PR #79, opened 2018-12-20
[opsrc] refactor configuring reconciler

tkashem:
- client.Get needs an empty instance, not populated.

( My PR to follow will need this refactor )

### DIFF
--- a/pkg/operatorsource/configuring_test.go
+++ b/pkg/operatorsource/configuring_test.go
@@ -39,7 +39,7 @@ func TestReconcile_NotConfigured_NewCatalogConfigSourceObjectCreated(t *testing.
 	namespacedName := types.NamespacedName{Name: "foo", Namespace: "marketplace"}
 
 	// We expect that the given CatalogConfigSource object does not exist.
-	cscGet := helperNewCatalogSourceConfig(opsrcIn.Namespace, opsrcIn.Name)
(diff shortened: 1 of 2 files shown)


tkashem:
@aravindhp @kevinrizza can you check now?

aravindhp:
@tkashem your commit message still doesn't say why you are making the change. I see `( My PR to follow will need this refactor )` in the Pr comment. But even that doesn't explain why the refactor is needed. Ex: A follow up PR need this refactor because _______

pkg/operatorsource/configuring_test.go
```diff
@@ -39,15 +39,15 @@ func TestReconcile_NotConfigured_NewCatalogConfigSourceObjectCreated(t *testing.
 	namespacedName := types.NamespacedName{Name: "foo", Namespace: "marketplace"}
 
 	// We expect that the given CatalogConfigSource object does not exist.
-	cscGet := helperNewCatalogSourceConfig(opsrcIn.Namespace, opsrcIn.Name)
+	cscGet := &v1alpha1.CatalogSourceConfig{}
```
SamiSousa: This makes sense to me; so a call to `client.Get` populates the provided reference, correct? So populating it with the helper isn't necessary since it will be overwritten.

aravindhp: This is the sort of explanation that should go into the commit message.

Problem description:
Each entry above needs to be retyped exactly as it appears.

Solution below:
PR #79, opened 2018-12-20
[opsrc] refactor configuring reconciler

tkashem:
- client.Get needs an empty instance, not populated.

( My PR to follow will need this refactor )

### DIFF
--- a/pkg/operatorsource/configuring_test.go
+++ b/pkg/operatorsource/configuring_test.go
@@ -39,7 +39,7 @@ func TestReconcile_NotConfigured_NewCatalogConfigSourceObjectCreated(t *testing.
 	namespacedName := types.NamespacedName{Name: "foo", Namespace: "marketplace"}
 
 	// We expect that the given CatalogConfigSource object does not exist.
-	cscGet := helperNewCatalogSourceConfig(opsrcIn.Namespace, opsrcIn.Name)
(diff shortened: 1 of 2 files shown)


tkashem:
@aravindhp @kevinrizza can you check now?

aravindhp:
@tkashem your commit message still doesn't say why you are making the change. I see `( My PR to follow will need this refactor )` in the Pr comment. But even that doesn't explain why the refactor is needed. Ex: A follow up PR need this refactor because _______

pkg/operatorsource/configuring_test.go
```diff
@@ -39,15 +39,15 @@ func TestReconcile_NotConfigured_NewCatalogConfigSourceObjectCreated(t *testing.
 	namespacedName := types.NamespacedName{Name: "foo", Namespace: "marketplace"}
 
 	// We expect that the given CatalogConfigSource object does not exist.
-	cscGet := helperNewCatalogSourceConfig(opsrcIn.Namespace, opsrcIn.Name)
+	cscGet := &v1alpha1.CatalogSourceConfig{}
```
SamiSousa: This makes sense to me; so a call to `client.Get` populates the provided reference, correct? So populating it with the helper isn't necessary since it will be overwritten.

aravindhp: This is the sort of explanation that should go into the commit message.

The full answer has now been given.